# BufferedImage an PHP-Script senden



## Mott (15. Apr 2008)

Hallo!

Ich habe ein Bild mit Java eingelesen und modifiziert und möchte dieses nun mit einer Socketverbindung (HTTP Upload) an ein php-script senden. 

Meine Frage ist nun wie ich praktisch die Bytes des Bildes aus dem BufferedImage bekomme damit ich diese an meinen String für den HTTP-Header und Body anhaengen kann um eben einen Dateiupload zu machen.

Das ganze soll in einem Applet laufen d.h. ich habe auch nicht die Möglichkeit das modifizierte BufferedImage in eine Datei zu schreiben, dann erneut einzulesen und dann erst hochzuladen?
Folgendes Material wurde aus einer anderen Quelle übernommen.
Issue #84, opened 2016-11-21
False positives reporting missing-call-to-chdir-with-chroot 


pihhan:
Rpmlint reports errors about chroot also in cases, where really no such error is present. It reports for example on bind99-libs package on Fedora 24. It looks for @plt sections in disassembly. But for some libraries, especially on x86_64, they might not be present. If binary links both chroot and chdir AND @plt calls are missing, error is reported. And it is error, not only warning. And is wrong.

Example of disassembly for bind99-libs, function isc_dir_chroot, that only contains both chdir and chroot calls:
```   
    000000000003cf60 <isc_dir_chroot@@Base>:
       3cf60:       48 83 ec 08             sub    $0x8,%rsp
       3cf64:       48 85 ff                test   %rdi,%rdi
       3cf67:       74 47                   je     3cfb0 <isc_dir_chroot@@Base+0x50>
       3cf69:       e8 0a f4 fc ff          callq  c378 <_init@@Base+0x748>
       3cf6e:       85 c0                   test   %eax,%eax
       3cf70:       78 1e                   js     3cf90 <isc_dir_chroot@@Base+0x30>
       3cf72:       48 8d 3d 0d c2 00 00    lea    0xc20d(%rip),%rdi        # 49186 
    <isc_version@@Base+0x4b86>
       3cf79:       e8 0a ed fc ff          callq  bc88 <_init@@Base+0x58>
       3cf7e:       85 c0                   test   %eax,%eax
       3cf80:       78 0e                   js     3cf90 <isc_dir_chroot@@Base+0x30>
       3cf82:       31 c0                   xor    %eax,%eax
       3cf84:       48 83 c4 08             add    $0x8,%rsp
       3cf88:       c3                      retq   
```

pihhan:
Can be fixed by this:
```
diff --git a/BinariesCheck.py b/BinariesCheck.py
index e01c1ea..848e1e7 100644
--- a/BinariesCheck.py
+++ b/BinariesCheck.py
@@ -237,6 +237,8 @@ class BinaryInfo(object):
                 if p.wait() and not self.chroot_near_chdir:
                     printWarning(pkg, 'binaryinfo-objdump-failed', file)
                     self.chroot_near_chdir = True  # avoid false positive
+                elif chroot_index == -99 and chdir_index == -99:
+                    self.chroot_near_chdir = True  # avoid false positive
 
         else:
             self.readelf_error = True
```

scarabeusiv:
[...]

PR #100, opened 2017-02-28
Chroot pic fix

pemensik:
Do not report missing-call-to-chdir-with-chroot error if call positions are unknown. Resolves issue #84 and reverts #80, because it contains proper fix for the error.


pemensik:
This fix stops false reporting on Fedora packages bind99-libs and rsyslog

dirkmueller:
@pemensik I don't think the revert is related to that, because that change is making sure that we don't try to do call semantics on architectures where it is not called "call" (e.g. ARM, powerpc)

dirkmueller:
I've cherry-picked the other commit. thanks!

pemensik:
Ok, it is extended back to x86 as well by previous commit, so ok. Thank you for the merge.

PR #105, opened 2017-07-06
rpmdiff: Make rpmdiff library

Kratochvilova:
This is required for using/extending rpmdiff in third party python code.


scarabeusiv:
I implemented the solution in PR https://github.com/rpm-software-management/rpmlint/pull/164 Thus this can be considered done.

PR #107, opened 2017-07-10
Patch originally written by Mark Wielaard in Fedora bugzilla.

spotrh:
Add .build-id to regex to ignore for only-non-binary-in-usr-lib.
Ignore .build-id in hidden-file-or-dir checks.
.build-id was added in upstream RPM: https://github.com/rpm-software-management/rpm/commit/bbfe1f86b2e4b5c0bd499d9f3dd9de9c9c20fff2


BinariesCheck.py
```diff
@@ -300,7 +300,7 @@ def __init__(self, pkg, path, file, is_ar, is_shlib):
 bin_regex = re.compile(r'^(/usr(/X11R6)?)?/s?bin/')
 soversion_regex = re.compile(r'.*?([0-9][.0-9]*)\\.so|.*\\.so\\.([0-9][.0-9]*).*')
 reference_regex = re.compile(r'\.la$|^/usr/lib(64)?/pkgconfig/')
-usr_lib_exception_regex = re.compile(Config.getOption('UsrLibBinaryException', r'^/usr/lib(64)?/(perl|python|ruby|menu|pkgconfig|ocaml|lib[^/]+\.(so|l?a)$|bonobo/servers/)'))
+usr_lib_exception_regex = re.compile(Config.getOption('UsrLibBinaryException', r'^/usr/lib(64)?/(perl|python|ruby|menu|pkgconfig|ocaml|lib[^/]+\.(so|l?a)$|bonobo/servers/|\\.build-id)'))
```
scop: There's a double backslash escape here, note that the regex is a raw string nowadays. I'll push a fixed commit shortly.

PR #214, opened 2019-07-12
Use docker volumes instead of copying data

scarabeusiv:
This could allow us to have all the results in travis and as such
ie. upload them to coveralls.

Do not ack this, I will try to get the coveralls uploads first completely working.

### DIFF
--- a/.coveragerc
+++ b/.coveragerc
@@ -1,0 +1,13 @@
+[run]
+source = .
+
+; Run in parallel mode so that coverage can canonicalize the source paths
+; regardless of whether it runs locally or within a Docker container.
+parallel = True
+
+[paths]
+; the first path is the path on the local filesystem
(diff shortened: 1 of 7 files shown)


junaruga:
I tried this update for my app's repository.
I faced the volume directory's files are updated as root on the host side directory.
Also podman has different behavior from docker.
See https://github.com/containers/libpod/issues/3432 for detail.

scarabeusiv:
For us we should be fine we care just to grab the .coverage content and publish it, nothing more. Hopefully my last push made it play friendly.

scarabeusiv:
Ok now it works, but we need to grant reading to coveralls.io to actually be able to publish. @Conan-Kudo any ideas whom to poke? It needs to be owner of the group...

Conan-Kudo:
@scarabeusiv That would be @dmach.

PR #215, opened 2019-07-15
Fix coveralls reporting

scarabeusiv:
For now all stuff is properly submitted but the coveralls report 0 coverage.

As such trying to figure out why.


scarabeusiv:
And the relative vs absolute was to blame :)

PR #217, opened 2019-07-22
Switch from configobj to TOML

scarabeusiv:
The FIXMEs are quite plenty so this won't be ready for a bit :)

Most annoying part will be probably validation, as we should make sure that the regexps are okay/etc when reading the config to avoid crashing later on. On the bright side toml handles much better dictionaries/lists which we are using quite a lot.


rpmlint/config.py
```diff
@@ -88,108 +65,57 @@ def set_badness(self, result, badness):
...
                 # load all configs in the folders
                 confopts = sorted(confdir.glob('*config'))
                 self.conf_files += confopts
 
+        # As a last item load up the user configuration
+        if config:
+            if config.exists():
+                # load this only if it really exist
+                self.conf_files.append(config)
+                return
```
mimi1vx: why `return` here ?

scarabeusiv: Removed :)

PR #236, opened 2019-07-31
WIP: rewrite another part of BinariesCheck.

marxin:
This is work in progress.
@scarabeusiv: Can you please help me to mock up `test_soname_symlink` so that we'll see `invalid-ldconfig-symlink` and `no-ldconfig-symlink` errors?


marxin:
Good, I have a test-case for `no-ldconfig-symlink` for free now. So the other one will be needed.

rpmlint/checks/BinariesCheck.py
```diff
@@ -277,23 +279,82 @@ def check_lto_section(self, pkg, path):
...
             elif 'E' in stack_headers[0].flags:
                 self.output.add_info('E', pkg, 'executable-stack', path)
 
+    def check_shared_library(self, pkg, path):
+        if self.readelf_parser.is_shlib:
+            soname = self.readelf_parser.dynamic_section_info.soname
+            if not soname:
+                self.output.add_info('W', pkg, 'no-soname', path)
+            else:
+                if not BinariesCheck.validso_regex.search(soname):
```
scarabeusiv: self.validso_regex

rpmlint/checks/BinariesCheck.py
```diff
@@ -277,23 +279,82 @@ def check_lto_section(self, pkg, path):
...
+                    self.output.add_info('E', pkg, 'invalid-soname', path, soname)
+                else:
+                    (directory, base) = dir_base(path)
```
scarabeusiv: This is getting too nested, another function?

marxin: I reduced the level, I'll split it later.

rpmlint/pkg.py
```diff
@@ -934,12 +934,14 @@ def checkSignature(self):
...
 # Class to provide an API to a 'fake' package, eg. for specfile-only checks
 class FakePkg(AbstractPkg):
-    def __init__(self, name):
+    def __init__(self, name, files=None):
         self.name = str(name)
         self.arch = None
         self.current_linenum = None
         self.dirname = None
 
+        self._files = {f.name: f for f in files} if files else {}
```
scarabeusiv: please comment out why is this added

rpmlint/pkg.py
```diff
@@ -950,6 +952,9 @@ def cleanup(self):
         if self.dirname:
             getstatusoutput(('rm', '-rf', self.dirname))
 
+    def files(self):
+        return self._files
+
```
scarabeusiv: why not access the variable directly?

rpmlint/checks/BinariesCheck.py
```diff
@@ -277,26 +271,70 @@ def check_lto_section(self, pkg, path):
...
+        if not soname:
+            self.output.add_info('W', pkg, 'no-soname', path)
+        else:
+            if not self.validso_regex.search(soname):
+                self.output.add_info('E', pkg, 'invalid-soname', path, soname)
+            else:
+                (directory, base) = dir_base(path)
+                symlink = directory + soname
+                try:
+                    link = pkg.files()[symlink].linkto
```
scarabeusiv: please describe this in some comment to have grasp on what goes on, also would be nice as separate function

rpmlint/readelfparser.py
```diff
@@ -132,22 +148,101 @@ def parse(self):
...
+        for line in lines:
+            r = self.section_regex.search(line)
+            self.sections.append(ElfDynamicSection(r.group('key'), r.group('value')))
+
+    def parse_meta(self):
+        self.soname = None
+        soname = self['SONAME']
+        if len(soname) == 1:
+            value = soname[0]
+            token = 'Library soname: ['
```
scarabeusiv: seriously the assert does not work for you this way

test/test_readelf_parser.py
```diff
@@ -75,3 +91,39 @@ def test_executable_stack(binariescheck):
 def test_readelf_failure():
     readelf = readelfparser('no-existing-file')
     assert readelf.parsing_failed
+
```
scarabeusiv: is the libao. rpm still needed?

rpmlint/readelfparser.py
marxin: Yes, I know. I'm fine with the **soft** assert.

rpmlint/pkg.py
marxin: Because I want to follow the same interface as in `class Pkg`, where you also use `pkg.files()['my_file']`.

marxin:
@scarabeusiv I'll ping you once I'm ready for a review from you. Now it's WIP.

rpmlint/pkg.py
scarabeusiv: It is not really needed pkg.files['whatever'] works just fine,the pkg.py still needs these cleanups really.

scarabeusiv: Oth it can stay and be fixed in one huge chunk, okay...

Java ist nicht wirklich mein Spezialgebiet 

Danke für alle Antworten!


----------



## sliwalker (16. Apr 2008)

Hoi,

einfachster Weg ist, die HTTP-Klassen von apache zu verwenden und  einen POST-Befehl an Dein PHP-Skript zu senden. Dein PHP Skript muss die Variable (Byte Array) in ein Image umwandeln, fertig.

greetz
SLi


----------



## Mott (16. Apr 2008)

Danke für die Antwort.
Die Verbindung und das Senden eines HTTP-Requests funktioniert ja doch ich verstehe noch nicht ganz wie das mit dem Byte Array funktioniert.,

Also ich ein Objekt vom Typ BufferedImage und wie erstelle ich jetzt daraus ein Byte Array?
Evlt. Beispiel-Code wäre net! Danke!

MfG


----------



## sliwalker (16. Apr 2008)

Hoi,

naja Du sendest ja ein Bild.
Das musst Du iregndwie durch den Stream kriegen, was mit einem byte Array geht. Guck Dir mal die methodenvorschläge bei einem bufferedImage/bzw. Image an.

Habe leider keine IDE zur Hand, deshalb auch keinen code und keine Methoden.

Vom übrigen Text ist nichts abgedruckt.